Global Health and Transnational History

It is hardly necessary to note that Christian McMillen has written an enormously important book. The history of tuberculosis control — outside the West and after 1950 — has so far been severely neglected by historians. We know so much about sanatoria and social reform in nineteenth-century western countries, and frustratingly little about the biomedical remedies more recently applied to much larger populations in Asia and Africa. Discovering Tuberculosis goes a long way to fill that gap.

In at least two ways, the book is bold and courageous. By taking the history right up to the present, McMillen enters the uncertain and still developing field of contemporary health policy, ripe as it is with scientific and political tension. “Our stories end,” he writes towards the end of the book, but not this one. The history of tuberculosis control cannot easily be wrapped up. The historian has left his comfort zone, and rather than deciding on the significance of what happened, McMillen needs to reflect on this uncertainty in his brief conclusion.
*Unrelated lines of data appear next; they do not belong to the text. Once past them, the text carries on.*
Issue #2773, opened 2019-03-19
portfolio: Filled order quad text sizing


bthaile:
existing tix for numeric values for portfolio.

Also whole table row in filled orders needs to be 11px.

Market title needs to be 12px.

Chwy5:
@matt-bullock please review and close if this looks correct

matt-bullock:
outcome should be medium in weight (500)

bthaile:
@phoebemirman comment on this issue.

Chwy5:
@matt-bullock double check this is correct and close if it is

matt-bullock:
closing

PR #2818, opened 2019-03-25
Trading orders mobile

phoebemirman:
https://github.com/AugurProject/augur/issues/1466
https://github.com/AugurProject/augur/issues/1465
https://github.com/AugurProject/augur-ui/issues/2773


bthaile:
good call on the caps

PR #2820, opened 2019-03-25
Trading page mobile

phoebemirman:
https://github.com/AugurProject/augur/issues/1468

https://github.com/AugurProject/augur/issues/1467


src/modules/market/components/market-view/market-view.styles.less
```diff
@@ -218,4 +230,8 @@
   .MarketView {
     height: 100%;
   }
+
+  .MarketView__container {
```
bthaile: Could just remove this class

PR #2822, opened 2019-03-26
Remove timeouts

bthaile:
removed code no longer needed.

We are moving away form font awesome, there were many setTimeout violations when rocket-loader was trying to pull in font awesome.

Also removed a setTimeout having to do with setting market not loading, missed those on previous refactor.

https://github.com/AugurProject/augur/issues/1479


src/modules/common/components/input-dropdown/input-dropdown.jsx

Also, the book is genuinely transnational. McMillen brings the reader to Kenya, to South Africa, to India, to Indian reservations in the US, and of course to London, Paris, and Geneva, where organizations such as the British Medical Research Council, The International Union Against Tuberculosis, and the WHO had their headquarters. The remarkable ease with which McMillen is able to move from one place to the other, to approach the global network of TB experts from a variety of entry points — one might say that he is treading the paths of the likes of Johannes Holm, Wallace Fox, and Karel Styblo — is one of the major achievements of the book.
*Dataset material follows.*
PR #2824, opened 2019-03-26
Create selector market

bthaile:
moved dispatched method out of market selector so dispatch isn't needed to be passed in.

set up simple selectors to return market specific data from state collections.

The transnational perspective really works when it reveals the connections between the MRC in London and its activities in Madras and Nairobi. And when Johannes Holm turns up as being in charge of BCG vaccination in India in one chapter, while in another he speaks about the shortcomings of chemotherapy in Africa as leader of the IUAT. We understand the nature and the dynamics of the expert networks that made up international health in the 1950s and 60s, when results from a trial in one area are used or — just as often — neglected in another. The fact that McMillen’s history is set in so many locations also enables him to expose with particular force what is perhaps the most severe flaw in modern TB control: that drug resistance was known and debated in Kenya — among other places — in the 1950s, but was neglected in Geneva for decades and came back with a vengeance to create the contemporary global mess known as multidrug-resistant (MDR) TB.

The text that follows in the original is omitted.